§ ACTIVITY
Give every line of the listing word for word, beginning at the first and including the line with "fs_slave_map(&self, _fs: &VhostUserFSSlaveMsg, _fd: &dyn" as the last.

=== DATA FOR THE TASK ===

PR #39, opened 2021-05-10
vhost_user: Avoid passing around RawFd

### LINKED ISSUE #37: vhost_user: Use File instead of RawFd in VhostUserSlaveReqHandler trait
Currently, some methods in the `VhostUserSlaveReqHandler` trait, such as `set_vring_kick`, takes `RawFd`s as their arguments. However, this design doesn't allow a trait implementor to know whether the given FDs are valid and who its owner is. This means it cannot call `from_raw_fd()` for the given FD safely.

So, it'd be nice if the `VhostUserSlaveReqHandler` trait is updated to pass around `File`s instead of `RawFd`s. Then, the ownership of the underlying FD will become clearer.

keiichiw:
Use `File` instead of `RawFd` in methods of `SlaveReqHandler` to handle
FDs' ownership easily.
Fixes #37.

Signed-off-by: Keiichi Watanabe <keiichiw@chromium.org>

### DIFF
--- a/src/vhost_user/master_req_handler.rs
+++ b/src/vhost_user/master_req_handler.rs
@@ -1,6 +1,7 @@
 // Copyright (C) 2019-2021 Alibaba Cloud. All rights reserved.
 // SPDX-License-Identifier: Apache-2.0
 
+use std::fs::File;
 use std::mem;
 use std::os::unix::io::{AsRawFd, RawFd};
 use std::os::unix::net::UnixStream;
@@ -33,9 +34,7 @@ pub trait VhostUserMasterReqHandler {
     }
 
     /// Handle virtio-fs map file requests.
-    fn fs_slave_map(&self, _fs: &VhostUserFSSlaveMsg, fd: RawFd) -> HandlerResult<u64> {
-        // Safe because we have just received the rawfd from kernel.
-        unsafe { libc::close(fd) };
+    fn fs_slave_map(&self, _fs: &VhostUserFSSlaveMsg, _fd: &dyn AsRawFd) -> HandlerResult<u64> {
         Err(std::io::Error::from_raw_os_error(libc::ENOSYS))
     }
 
@@ -50,14 +49,12 @@ pub trait VhostUserMasterReqHandler {
     }
 
     /// Handle virtio-fs file IO requests.
-    fn fs_slave_io(&self, _fs: &VhostUserFSSlaveMsg, fd: RawFd) -> HandlerResult<u64> {
-        // Safe because we have just received the rawfd from kernel.
-        unsafe { libc::close(fd) };
+    fn fs_slave_io(&self, _fs: &VhostUserFSSlaveMsg, _fd: &dyn AsRawFd) -> HandlerResult<u64> {
         Err(std::io::Error::from_raw_os_error(libc::ENOSYS))
     }
 
     // fn handle_iotlb_msg(&mut self, iotlb: VhostUserIotlb);
-    // fn handle_vring_host_notifier(&mut self, area: VhostUserVringArea, fd: RawFd);
+    // fn handle_vring_host_notifier(&mut self, area: VhostUserVringArea, fd: &dyn AsRawFd);
 }
 
 /// A helper trait mirroring [VhostUserMasterReqHandler] but without interior mutability.
@@ -70,9 +67,7 @@ pub trait VhostUserMasterReqHandlerMut {
     }
 
     /// Handle virtio-fs map file requests.
-    fn fs_slave_map(&mut self, _fs: &VhostUserFSSlaveMsg, fd: RawFd) -> HandlerResult<u64> {
-        // Safe because we have just received the rawfd from kernel.
-        unsafe { libc::close(fd) };
+    fn fs_slave_map(&mut self, _fs: &VhostUserFSSlaveMsg, _fd: &dyn AsRawFd) -> HandlerResult<u64> {
         Err(std::io::Error::from_raw_os_error(libc::ENOSYS))
     }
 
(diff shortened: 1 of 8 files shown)


keiichiw:
@jiangliu Could you take a look?

src/vhost_user/slave_req_handler.rs
```diff
@@ -690,24 +682,23 @@ impl<S: VhostUserSlaveReqHandler> SlaveReqHandler<S> {
     fn check_attached_rfds(
         &self,
         hdr: &VhostUserMsgHeader<MasterReq>,
-        rfds: Option<Vec<RawFd>>,
-    ) -> Result<Option<Vec<RawFd>>> {
+        rfds: &Option<Vec<RawFd>>,
+    ) -> Result<()> {
```
jiangliu, line 686: The change may cause file descriptor leakage , such as call site at line 291. Functionality of "close_rfds()" should be reserved.

src/vhost_user/slave_req_handler.rs
```diff
@@ -610,27 +606,24 @@ impl<S: VhostUserSlaveReqHandler> SlaveReqHandler<S> {
...
-                let sock = unsafe { UnixStream::from_raw_fd(fds[0]) };
-                let vu_req = SlaveFsCacheReq::from_stream(sock);
-                self.backend.set_slave_req_fd(vu_req);
-                self.send_ack_message(&hdr, Ok(()))
-            } else {
-                Err(Error::InvalidMessage)
-            }
-        } else {
-            Err(Error::InvalidMessage)
+        let mut files = files.ok_or(Error::InvalidMessage)?;
```
jiangliu, line 611: How about adding a helper function to extract the only one fd from Option<Vec<File>>?

src/vhost_user/slave_req_handler.rs
jynnantonix: Manually closing fds is a pretty strong code smell.  We shouldn't be relying on code reviews to catch leaks like this.

It seems to me like the `recv_header()` method should be returning `File`s rather than `RawFd`s.

src/vhost_user/slave_req_handler.rs
keiichiw: Good idea. I added a helper function [`take_single_file()`](https://github.com/rust-vmm/vhost/pull/39/files#diff-7ac2f087f60290ddeaa6195f8dcb4fc3cace310c7c84b31cbbc97174832fedf7R768).

src/vhost_user/slave_req_handler.rs
keiichiw: I replaced `RawFd`s in connection.rs with `File`s as suggested. As a result, I needed to update both the master handler and the slave handler.
While I used `File` at places where we had transferred ownership of `RawFd`, I used `&dyn RawFd` instead at places where ownership wasn't transferred.

src/vhost_user/master_req_handler.rs
```diff
@@ -437,7 +419,7 @@ mod tests {
         });
 
         fs_cache
-            .fs_slave_map(&VhostUserFSSlaveMsg::default(), fd)
+            .fs_slave_map(&VhostUserFSSlaveMsg::default(), &fd)
```
keiichiw, line 422: Although this test passed on my local environment, this line caused a build error on the CI with the following error:
>  the trait `std::os::unix::io::AsRawFd` is not implemented for `i32`

It seems that rust-vmm-ci is using a compiler older than 1.48.0, where [`AsRawFd` was implemented for `RawFd`](https://doc.rust-lang.org/std/os/unix/io/trait.AsRawFd.html#impl-AsRawFd-13).

@andreeaflorescu Is it possible to upgrade the version of cargo for CI?

jynnantonix: If we can't upgrade the toolchain we can wrap this with a newtype:

```rust
struct BorrowedFd<'a>(&'a RawFd);

impl<'a> AsRawFd for BorrowedFd<'a> {
    fn as_raw_fd(&self) -> RawFd {
        *self.0
    }
}
```

src/vhost_user/slave_req_handler.rs
```diff
@@ -645,23 +625,13 @@ impl<S: VhostUserSlaveReqHandler> SlaveReqHandler<S> {
...
-                }
-            }
-            None => {
-                if !nofd {
-                    return Err(Error::InvalidMessage);
-                }
-            }
+        let file = take_single_file(files);
+
+        if (nofd && file.is_some()) || (!nofd && file.is_none()) {
```
jynnantonix, line 630: minor nit: I find double negatives really hard to read:  "doesn't not have an fd" vs "has an fd".

src/vhost_user/slave_req_handler.rs
```diff
@@ -800,6 +764,15 @@ impl<S: VhostUserSlaveReqHandler> SlaveReqHandler<S> {
     }
 }
 
+/// Utility function to take the first element from option of a vector of files.
```
jynnantonix, line 767: nit: Should also mention here that this will return `None` if there is more than one file in the Vec.

jynnantonix (approved):

src/vhost_user/slave_req_handler.rs
keiichiw: Added a comment

src/vhost_user/master_req_handler.rs
keiichiw: Okay, I defined this wrapper type in the test function

src/vhost_user/slave_req_handler.rs
keiichiw: declared `has_fd` instead.

lauralt:
Hi, we added a new container version with Rust 1.52.1 (v12) and for this update to be propagated in vhost crate, we should fix the conflicts in [this PR](https://github.com/rust-vmm/vhost/pull/46) and then merge it. Can any of the crate codeowners do that?

keiichiw:
@jiangliu I just rebased my patches on recent changes. Please take a look again!
Also, can you suggest another reviewer who can give me approval?

jiangliu (approved):

slp (approved):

===

§ TASK SOLUTION
PR #39, opened 2021-05-10
vhost_user: Avoid passing around RawFd

### LINKED ISSUE #37: vhost_user: Use File instead of RawFd in VhostUserSlaveReqHandler trait
Currently, some methods in the `VhostUserSlaveReqHandler` trait, such as `set_vring_kick`, takes `RawFd`s as their arguments. However, this design doesn't allow a trait implementor to know whether the given FDs are valid and who its owner is. This means it cannot call `from_raw_fd()` for the given FD safely.

So, it'd be nice if the `VhostUserSlaveReqHandler` trait is updated to pass around `File`s instead of `RawFd`s. Then, the ownership of the underlying FD will become clearer.

keiichiw:
Use `File` instead of `RawFd` in methods of `SlaveReqHandler` to handle
FDs' ownership easily.
Fixes #37.

Signed-off-by: Keiichi Watanabe <keiichiw@chromium.org>

### DIFF
--- a/src/vhost_user/master_req_handler.rs
+++ b/src/vhost_user/master_req_handler.rs
@@ -1,6 +1,7 @@
 // Copyright (C) 2019-2021 Alibaba Cloud. All rights reserved.
 // SPDX-License-Identifier: Apache-2.0
 
+use std::fs::File;
 use std::mem;
 use std::os::unix::io::{AsRawFd, RawFd};
 use std::os::unix::net::UnixStream;
@@ -33,9 +34,7 @@ pub trait VhostUserMasterReqHandler {
     }
 
     /// Handle virtio-fs map file requests.
-    fn fs_slave_map(&self, _fs: &VhostUserFSSlaveMsg, fd: RawFd) -> HandlerResult<u64> {
-        // Safe because we have just received the rawfd from kernel.
-        unsafe { libc::close(fd) };
+    fn fs_slave_map(&self, _fs: &VhostUserFSSlaveMsg, _fd: &dyn AsRawFd) -> HandlerResult<u64> {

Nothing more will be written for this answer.